Report every line of the listing below in which the string "available" occurs.
── Record extracts ──
PR #1308, opened 2024-12-18
Calendar: fix static range selection

Knicksaas:
The range selection was only able to support a resolution of 30 minutes. When the numberOfHourDivisions were set to a value > 2, the selection was rounded up to the next half hour.

404446


Knicksaas:
Cherry pick #1304

PR #1311, opened 2024-12-19
DataObject support for Scout JS

mvilliger:
- Introduce a DataObjectTransformer which adds annotations during TypeScript compile time to all attributes of DataObjects. These annotations contain the data type of the attribute to be retrieved at runtime.
- Add a base class for DataObjects: BaseDoEntity
- Add ID classes in TS (number, string uuid, composite)
- Add a DoRegistry to retrieve all DataObjects known in TS
- Migrate existing DOs to the new base class including decorators.
- Add convenience methods to ajax utility to post and get DataObjects
- Add a DataObject (De)Serializer for TS. It uses the data type annotations added by the compile time transformer and supports:
  - Arrays
  - Maps
  - Sets
  - Records
  - Dates
  - Ids
- Enable experimental decorators for Scout JS
- Allow the unqualified ID deserializer in Java to accept over-qualified instances (a typeName is available event not necessary because the ID is concrete).
- Migrate from deprecated 'type' jQuery ajax property to the new 'method' property.

389583


eclipse-scout-core/src/id/CompositeId.ts
```diff
@@ -0,0 +1,56 @@
...
+ *
+ * This program and the accompanying materials are made
+ * available under the terms of the Eclipse Public License 2.0
+ * which is available at https://www.eclipse.org/legal/epl-2.0/
+ *
+ * SPDX-License-Identifier: EPL-2.0
+ */
+import {Id, IdParser, ObjectType, scout} from '../index';
+
+export abstract class CompositeId extends Id<Id<any>[], 'scout.CompositeId'> {
```
fschinkel: Is this class intended to be the pendant of `AbstractCompositeId`? If it is wee need to pass the typeName to the implementing class.
Did you consider introducing generics for the value type? The implementing class can then use tupel types which will increase comfort for the developers using these composite ids.

eclipse-scout-core/src/id/IdParser.ts
```diff
@@ -0,0 +1,94 @@
...
+    const rawValue = signatureSplit[0];
+    const signature = signatureSplit[1];
+    const rawIdComponents = rawValue.split(IdParser.COMPONENT_DELIMITER);
+    const idModel = {value: rawIdComponents, typeName, signature} as InitModelOf<TIdType>;
+    const objectTypeOverwrite = this.getObjectTypeForTypeName(typeName, idObjectType) as ObjectType<TIdType>;
+    return scout.create(objectTypeOverwrite, idModel, {ensureUniqueId: false});
+  }
+
+  protected _splitSignature(value: string): string[] {
+    let splitPos = value.lastIndexOf(IdParser.SIGNATURE_DELIMITER);
```
fschinkel, line 83: is this split-logic really necessary? splitting the string will result in an array with length 1 or 2 and there is no such thing as IndexOutOfBounds in JS

eclipse-scout-core/test/uinotification/uiNotificationsSpec.ts
```diff
@@ -92,9 +92,10 @@ describe('uiNotifications', () => {
         receivedMsgCcc = event.message;
       });
 
-      let response: UiNotificationResponse = {
+      let response = scout.create(UiNotificationResponse, {
         notifications: [{
           id: '1',
+          objectType: UiNotificationDo,
```
fschinkel: Can we eliminate this?

eclipse-scout-core/src/ajax/ajax.ts
```diff
@@ -192,13 +192,40 @@ export const ajax = {
...
     let opts = $.extend({}, {
-      type: 'POST',
+      method: 'POST',
       dataType: 'json',
       contentType: 'application/json; charset=UTF-8'
     }, options);
     return ajax.createCall(opts, model);
   },
 
+  getDataObject<TDoOut extends BaseDoEntity>(url?: string | JQuery.UrlAjaxSettings, model?: AjaxCallModel): JQuery.Promise<TDoOut, AjaxError> {
```
fschinkel: please add js doc

eclipse-scout-core/test/dataobject/DoDeserializerSpec.ts
```diff
@@ -0,0 +1,218 @@
...
+    const withConstructorObjectType = {
+      objectType: Fixture03Do,
+      nestedNestedDate: '2024-07-25 08:41:10.708Z'
+    };
+    const resultFromConstructorObjectType = new DoDeserializer().deserialize(withConstructorObjectType) as Fixture03Do;
+    expect(resultFromConstructorObjectType).toBeInstanceOf(Fixture03Do);
+    expect(resultFromConstructorObjectType.nestedNestedDate).toEqual(dates.parseJsonDate('2024-07-25 08:41:10.708Z'));
+  });
+
+  it('Uses BaseDoEntity if no type information is available', () => {
```
fschinkel: uses

eclipse-scout-core/src/dataobject/DoRegistry.ts
```diff
@@ -0,0 +1,94 @@
...
+  protected _jsonTypeByDataObject = new Map<string, string>();
+  protected _objectTypeByJsonType = new Map<string, string>();
+
+  init() {
+    ObjectFactory.get()
+      .getSubClassesOf(BaseDoEntity)
+      .forEach(doClass => this.add(doClass));
+  }
+
+  add(DoClass: Constructor<BaseDoEntity>, jsonType?: string) {
```
fschinkel: doClass, also see other methods

eclipse-scout-core/src/dataobject/serialize/doValueMetaData.ts
```diff
@@ -0,0 +1,78 @@
...
+
+  resolveToConstructor<T>(objectType: ObjectType<T>): Constructor<T> {
+    return TypeDescriptor.resolveType(objectType, {variantLenient: true});
+  },
+
+  /**
+   * Checks if `actualType` is instanceof `declaredType`.
+   */
+  assertTypesCompatible(actualType: Constructor, declaredType: Constructor) {
+    if (actualType && declaredType && actualType !== declaredType && !declaredType.isPrototypeOf(actualType)) {
```
fschinkel, line 105: flip if?

eclipse-scout-core/src/dataobject/serialize/IdDoNodeSerializer.ts
```diff
@@ -0,0 +1,78 @@
...
+    }
+
+    // TypeName is part of the datatype declaration (E.g. UuId<'scout.MyIdType'>): parse from metadata type argument
+    const typeNameFromMetaData = this.parseTypeName(metaData);
+    if (typeNameFromMetaData) {
+      return typeNameFromMetaData;
+    }
+
+    // Type name cannot be computed. Check if ID type is fixed on instance (e.g. using the idTypeName annotation or other constructor implementation)
+    const IdType = metaData.type;
```
fschinkel, line 60: idType

eclipse-scout-core/src/dataobject/serialize/ArrayDoNodeSerializer.ts
```diff
@@ -0,0 +1,38 @@
...
+    return objects.isArray(value);
+  }
+
+  deserialize(array: Array<any>, metaData: DoValueMetaData, deserializer: DoDeserializer): Array<any> {
+    const arrayValueType = ArrayDoNodeSerializer.getArrayValueType(metaData);
+    return array.map(e => deserializer.deserialize(e, arrayValueType));
+  }
+
+  static getArrayValueType(metaData: DoValueMetaData): DoValueMetaData {
+    if (metaData?.args?.length) {
```
fschinkel:
```suggestion
return metaData?.args?.[0];
```

eclipse-scout-core/src/dataobject/dataObjects.ts
```diff
@@ -7,10 +7,54 @@
...
-
-import {arrays, DoEntity, objects, scout} from '..';
+import {
+  ArrayDoNodeSerializer, arrays, DateDoNodeSerializer, DoDeserializer, DoEntity, DoNodeSerializer, DoSerializer, doValueMetaData, IdDoNodeSerializer, MapDoNodeSerializer, objects, ObjectType, scout, SetDoNodeSerializer
+} from '../index';
 
 export const dataObjects = {
+
+  serializers: [
+    new DateDoNodeSerializer(),
```
fschinkel, line 25: how do other layers/projects contribute new serializers? do they simply inject them into this array at the correct position?

eclipse-scout-core/src/id/CompositeId.ts
mvilliger: Good point is fixed.

eclipse-scout-core/src/id/IdParser.ts
mvilliger: I prefer lastIndexOf because it searches from the end while split would search from the start.

eclipse-scout-core/test/uinotification/uiNotificationsSpec.ts
mvilliger: We could yes, but for this fixture it is required to have the same structure as it would come from the deserializer

eclipse-scout-core/src/ajax/ajax.ts
mvilliger: JS doc is completely missing and will be added later on. Same for documentation

eclipse-scout-core/test/dataobject/DoDeserializerSpec.ts
mvilliger: Fixed

eclipse-scout-core/src/dataobject/DoRegistry.ts
mvilliger: lowercase is correct here

eclipse-scout-core/src/dataobject/serialize/doValueMetaData.ts
mvilliger: Would be possible yes, but makes it not really better: one more line vs one more indent

eclipse-scout-core/src/dataobject/serialize/IdDoNodeSerializer.ts
mvilliger: Capitalized because a new instance is created. necessary to make eslint happy.

eclipse-scout-core/src/dataobject/serialize/ArrayDoNodeSerializer.ts
mvilliger: Is applied

eclipse-scout-core/src/dataobject/dataObjects.ts
mvilliger: Yes

eclipse-scout-core/src/dataobject/serialize/DoDeserializer.ts
```diff
@@ -0,0 +1,77 @@
...
+
+export class DoDeserializer {
+
+  deserialize<T extends object>(value: any, valueMetaData?: DoValueMetaData<T>): T {
+    const deserializer = dataObjects.serializers.find(d => d.canDeserialize(value, valueMetaData));
+    if (deserializer) {
+      // use custom deserializer
+      return deserializer.deserialize(value, valueMetaData, this);
+    }
+    if (objects.isNullOrUndefined(value)) {
```
cguglielmo: Shouldn't this be the first statement? Or are there serializers that can serialize null or undefined?

eclipse-scout-core/src/id/IdParser.ts
```diff
@@ -0,0 +1,94 @@
...
+      throw new Error('Id value is mandatory.');
+    }
+    const isQualified = strings.contains(value, IdParser.ID_TYPENAME_DELIMITER);
+    if (isQualified) {
+      return this.fromQualified(idObjectType, value);
+    }
+    return this.fromUnqualified(idObjectType, value, typeNameProvider());
+  }
+
+  fromUnqualified<TIdType extends Id<TValueType, TTypeName>, TTypeName extends string, TValueType>(idObjectType: ObjectType<TIdType>, value: string, typeName: string): TIdType {
```
cguglielmo, line 69: is it necessary to set ensureUniqueId: false ? ObjectFactory excludes Id type

eclipse-scout-core/src/id/NumberId.ts
```diff
@@ -0,0 +1,39 @@
...
+/**
+ * LongId
+ */
+export class NumberId<TTypeName extends string> extends Id<number, TTypeName> {
+
+  protected override _initIdValue(value: number | string[]) {
+    if (typeof value === 'number') {
+      this.value = value;
+    } else {
+      const invalidNumberId = () => new Error('Invalid NumberId: ' + arrays.format(value, IdParser.COMPONENT_DELIMITER));
```
cguglielmo: maybe extract to method instead of creating function on the fly?

eclipse-scout-core/src/id/StringId.ts
```diff
@@ -0,0 +1,36 @@
...
+ */
+import {arrays, Id, IdParser, scout} from '../index';
+
+export class StringId<TTypeName extends string> extends Id<string, TTypeName> {
+
+  protected override _initIdValue(value: string | string[]) {
+    if (typeof value === 'string') {
+      this.value = value;
+    } else {
+      const invalidStringId = () => new Error('Invalid StringId: ' + arrays.format(value, IdParser.COMPONENT_DELIMITER));
```
cguglielmo: see NumberId comment

eclipse-scout-core/src/id/UuId.ts
```diff
@@ -0,0 +1,36 @@
...
+ */
+import {arrays, Id, IdParser, scout} from '../index';
+
+export class UuId<TTypeName extends string> extends Id<string, TTypeName> {
+
+  protected override _initIdValue(value: string | string[]) {
+    if (typeof value === 'string') {
+      this.value = value;
+    } else {
+      const invalidUuId = () => new Error('Invalid UuId: ' + arrays.format(value, IdParser.COMPONENT_DELIMITER));
```
cguglielmo: see NumberId comment, maybe move to Id to reuse it

eclipse-scout-core/test/dataobject/dataObjectsSpec.ts
```diff
@@ -23,10 +23,10 @@ describe('dataObjects', () => {
 
   describe('addContribution', () => {
     it('adds a contribution to the DO', () => {
-      let doEntity: DoEntityWithContributions = {};
+      const doEntity: DoEntityWithContributions = {};
```
cguglielmo, line 26: we don't have a guideline for let vs const (yet). No need to replace let with const everywhere. I personally prefer let over const

eclipse-scout-core/src/dataobject/serialize/DoDeserializer.ts
mvilliger: No, it is intended like this. If the customizable deserializers come first, it gives them the power to e.g. replace an undefined or null value with e.g. an empty string if an object may require that.
If the null/undefined case would be handled first, such flexibility would get lost.

eclipse-scout-core/src/id/IdParser.ts
mvilliger: No it's not necessary. Its just another layer of security in case we don't want to keep the change in the ObjectFactory.

eclipse-scout-core/src/id/NumberId.ts
mvilliger: Agree. Fixed.

eclipse-scout-core/src/id/StringId.ts
mvilliger: Agree. Fixed.

eclipse-scout-core/src/id/UuId.ts
mvilliger: Agree. Fixed.

eclipse-scout-core/test/dataobject/dataObjectsSpec.ts
mvilliger: Ok. fine with me. Especially in specs for me const is useful to not by accident overwrite fixture variables from previous expectations.

eclipse-scout-core/src/ObjectFactory.ts
```diff
@@ -164,10 +164,11 @@ export class ObjectFactory {
     options.model = model;
 
     // Create object
-    let scoutObject = this._createObjectByType(objectType, options);
+    const scoutObject = this._createObjectByType(objectType, options);
+    const ensureUniqueId = scout.nvl(options.ensureUniqueId, !(scoutObject instanceof BaseDoEntity || scoutObject instanceof Id) /* don't create unique IDs for DOs and IDs by default */);
```
bschwarzent: Maybe extract this logic (or the actual assignment of the `id`) to a method, so it can be customized?

eclipse-scout-core/src/ObjectFactory.ts
```diff
@@ -242,6 +243,24 @@ export class ObjectFactory {
     return this._objectTypeMap.get(Class);
   }
 
+  /**
+   * @param baseClass The base class (exclusive) for which all known subclasses should be returned.
+   * @returns All classes that have the given class in their super hierarchy. The given baseClass is not part of the result.
+   * More formally: all constructors known to this factory that have the given class in their prototype chain.
+   */
+  getSubClassesOf<T extends object>(baseClass: Constructor<T> | AbstractConstructor<T>): Constructor<T>[] {
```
───
(Response to this exercise):
- Allow the unqualified ID deserializer in Java to accept over-qualified instances (a typeName is available event not necessary because the ID is concrete).
+ * available under the terms of the Eclipse Public License 2.0
+ * which is available at https://www.eclipse.org/legal/epl-2.0/
+  it('Uses BaseDoEntity if no type information is available', () => {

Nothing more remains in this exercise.